Ouvrez le logiciel de microscope confocal, et utilisez les oculaires pour localiser et se concentrer sur le meristem apique de pousse dans le champ lumineux. Exploitez la fonction Acquisition dans le logiciel de microscope confocal. Démarrez le mode live pour afficher l’échantillon à partir de l’écran de l’ordinateur, et configurez tous les paramètres de l’expérience de balayage laser.
Lors de l’ajustement des paramètres, utilisez la fonction Indicateur de plage pour définir si le signal est saturé ou non. Le même logiciel qui a été utilisé pour l’acquisition d’imagerie peut être utilisé pour visualiser une projection transparente tridimensionnelle. Ouvrez le fichier confocal d’origine, cliquez sur le menu 3D et sélectionnez Transparent pour générer une vue de projection 3D.

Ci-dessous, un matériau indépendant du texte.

PR #1662, opened 2023-09-25
Fixed bugs and added tests for `FlutterMapNetworkImageProvider`

bramp:
Testing it fails and fallback appropriately under different http responses.

Currently the last test, "test load with invalid response (with successful fallback)" fails. The primary URL returns 200 OK but HTML not a image. The fallback URL is never attempted. Per the discussion on discord this may be a bug, however, it looks to fix this you need to go higher up the stack (I suspect TileImage) because the image isn't actually processed until then.

### DIFF
--- a/lib/src/layer/tile_layer/tile_provider/network_image_provider.dart
+++ b/lib/src/layer/tile_layer/tile_provider/network_image_provider.dart
@@ -86,8 +86,13 @@ class FlutterMapNetworkImageProvider
             headers: headers,
           ),
         ),
-      );
+      ).catchError((dynamic e) {
+        // ignore: only_throw_errors
+        if (useFallback || fallbackUrl == null) throw e as Object;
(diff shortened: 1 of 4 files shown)


JaffaKetchup:
Thanks for this, I'll see what I can do to fix the issue you mentioned in your description. Is it safe for me to work directly in this PR?

bramp:
Feel free to do as you need.

JaffaKetchup:
Tbh, I'm surprised the fallback isn't being attempted at decode time here: https://github.com/fleaflet/flutter_map/blob/eb3b7908d12daf4197420596ef61f34ffcc7e6fb/lib/src/layer/tile_layer/tile_provider/network_image_provider.dart#L81-L93

JaffaKetchup (approved):
LGTM, thanks for this!

Note to self: some parts of the cancellable TP need changing to reflect this, and this needs adding to CHANGELOG.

En option, sélectionnez Transparence pour ajuster trois paramètres de la projection, y compris Threshold, Ramp et Maximum pour la transparence de l’image 3D. Maintenant, sélectionnez Lumière pour ajuster la luminosité de l’image 3D. Exportez les images projetées et enregistrez-les sous forme de fichiers TIFF.

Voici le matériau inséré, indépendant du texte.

PR #1665, opened 2023-09-27
Added '{d}' 'dimension'/tile size placeholder support to `TileLayer.urlTemplate`

### LINKED ISSUE #1664: [FEATURE] Add `TileLayer` `urlTemplate` placeholder for `tileSize`

`TileLayer` accepts a `tileSize` as well as a `urlTemplate`. Mapbox supports Static Tile URLs of the form `https://api.mapbox.com/styles/v1/{username}/{style_id}/tiles/{tilesize}/{z}/{x}/{y}{@2x}`

When using Mapbox you need to specify the tileSize twice, e.g

```dart
TileLayer(
   tileSize: 512,
   urlTemplate: 'https://api.mapbox.com/styles/v1/mapbox/satellite-v9/tiles/512/{z}/{x}/{y}{r}?access_token={accessToken}',
)
```

This can be error prone.

My proposal is a new placeholder, `{d}` (for dimension) that is replaced with the tile size, so I can now provide a url like `'https://api.mapbox.com/styles/v1/mapbox/satellite-v9/tiles/{d}/{z}/{x}/{y}{r}?access_token={accessToken}'` and not worry about ensuring I write 512 twice.

A little bit of duplication

Happy to send a very modest (one-line) patch.

### Severity

JaffaKetchup:
Fixes #1664.

Will only be breaking for users already using '{d}' normally in their URL: nobody.


bramp:
To catch the issue with users already using `{d}`, you could warn if additionalOptions contains keys x/y/z/s/d and that it would override what's provided in TileCoordinates/TileLayer. Or maybe that's a support model.

JaffaKetchup:
I don't think anyone should be using '{d}'. It's very undescriptive as a custom placeholder, does not refer to anything that that is normally used for, such as filling API keys or style params. It's also not valid in a URL outside of this.

bramp:
While I don't disagree that folks should not be using, Hyrum’s Law states otherwise :).  Just trying to avoid someone being confused in future.

JaffaKetchup:
I'll add it to the Migration instructions out of an abundance of caution! 😂

JaffaKetchup:
I'm going to bypass normal procedures here, and merge without a second maintainer's approval. This is a very small change, which adds no really new functionality or ideas. v6 needs to get moving at some point!

Happy to make changes if a second maintainer requests it.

Pour visualiser la vue de codage en profondeur des images 3D, utilisez le même logiciel. Encore une fois, cliquez sur le menu 3D et sélectionnez Apparence. Sélectionnez Spécial et sélectionnez Codage de profondeur.

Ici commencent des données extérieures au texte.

PR #1668, opened 2023-09-27
Create new example page to test the Retina and TileSize options.

bramp:
Displays a MapBox map (that supports both retina and tile sizes), and allows the user to alter them as appropriate.

However, when changing the TileSize option to 512, odd things happen to the map :/ That most likely needs investigating.


JaffaKetchup:
Yeah, the interaction between tile size in FM, tile size of tiles requested and retina mode is unclear/uncertain to say the least. This needs sorting out and documenting.

JaffaKetchup:
I also wouldn't want to use a paid tile server for this, you could find yourself with a large bill if someone decides to be a nuisance.

bramp:
The API key is MapBox's from their examples :) so not my bill. If there is a open source provider that supports @2x happy to use that.

JaffaKetchup:
I've changed this to add more config options so we can test this properly.

Here's some tests that I already did (11 of 16 possible combinations) - it should be noted that my screen does not seem to be high-dpi (the suggested line in the docs does not evaluate true for me), so the simulated retina mode just looks really small.
[screenshots.zip](https://github.com/fleaflet/flutter_map/files/12743039/screenshots.zip)

It seems as though only 256 works in FM, regardless of the setting in the URL. This appears to be bug - although I'm not sure what the correct behaviour here should be.

Note that plugins often (in my experience) use `tileSize` as an indication of the tile size, regardless of the actual size of the image - for me at least, this has not caused any noticeable issues with my FMTC plugin.

Also see https://github.com/fleaflet/flutter_map/pull/1666#issuecomment-1738049869.

bramp:
Very cool. Ok, our comments seem split across two threads now.

I think this thread should continue to focus on the example page.

We should discuss correct retina/tileSize behaviour over in https://github.com/fleaflet/flutter_map/pull/1666#issuecomment-1738049869

JaffaKetchup (changes requested):
We can't use a Mapbox demo key here, it's probably against their ToS, and dishonest if it isn't.
We need to add an input field to allow users to enter their own demo key, or find a different retina-supporting 'free' tile server.

bramp:
I searched and searched, and I can't find a free provider that offers the retina/tileSize feature.  So providing their own API key seems reasonable. I'll amend the PR.

JaffaKetchup:
Ah, thanks. I'm happy to change this, as I also need to go back and make sure my changes work on smaller screens (I always test on Windows).

JaffaKetchup:
Closing this for now as it conflicts directly with the similar example in #1673. Tile size functionality can be added to that example at a later date.

PR #1674, opened 2023-10-02
Minor cleanup to tests

bramp:
* Moved two tests into their appropriate directories. These seemed to have been missed with previous refactors.
* Remove debug print statements from previous test.


JaffaKetchup (approved):
LGTM, thanks!

PR #1677, opened 2023-10-03
Avoid setting 'User-Agent' header in `TileProvider` when on web platform

### LINKED ISSUE #1654: [BUG] Web: Refused to set unsafe header "User-Agent"
### What is the bug?

There seems to be a regression in v5 that is trying to set the `User-Agent` header on web.

### How can we reproduce it?

Use flutter_map in web application.

_No response_

### Platforms

Flutter Web on Chrome

### Severity

JaffaKetchup:
Fixes #1654.


JaffaKetchup:
I'm merging this without secondary approval, as it's low volume and low potential impact, and because we need to get v6 on the move!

Exportez les images projetées et enregistrez-les sous forme de fichiers TIFF. Cette image de la section orthogonale au milieu de l’Arabidopsis tirer meristem apical montre que les murs horizontaux sont tachés d’iodure de propidium dans presque toutes les cellules à plusieurs couches cellulaires. Une vue d’une section transversale à travers le corpus de l’inflorescence tirer meristem apical montre que les cellules du plan XY sont également clairement image.
La vue de projection 3D révèle que le meristem d’inflorescence forme une structure en forme de dôme et est entouré par la primordia de fleur en développement. Cette image de la section orthogonale au milieu du meristem apique de pousse de tomate montre également que les murs horizontaux sont souillés avec l’iodure de propidium à plusieurs couches cellulaires, bien que le signal d’iodure de propidium de la région intérieure profonde soit légèrement inférieur. Une image d’une section transversale à travers les couches profondes du meristem apical de pousse végétative révèle les cellules des plans XY et la frontière formée entre le meristem végétatif et la primordia de feuille.
La vue de projection 3D peut en outre fournir une vue complète de la forme et de l’organisation du meristem végétatif de la tomate. Montré ici est une vue orthogonale à travers le milieu de la pousse de soja meristem apical et une projection 3D de la même pousse meristem apical. Le meristem végétatif en forme de dôme et sa nouvelle primordia de feuilles dérivées sont également observables.
L’iodure de propidium peut facilement tacher les cellules endommagées ou mortes, ce qui influencera considérablement la qualité des images, il est donc important d’éviter tout dommage physique lors de la préparation de tirer des échantillons de mésoïsme apical.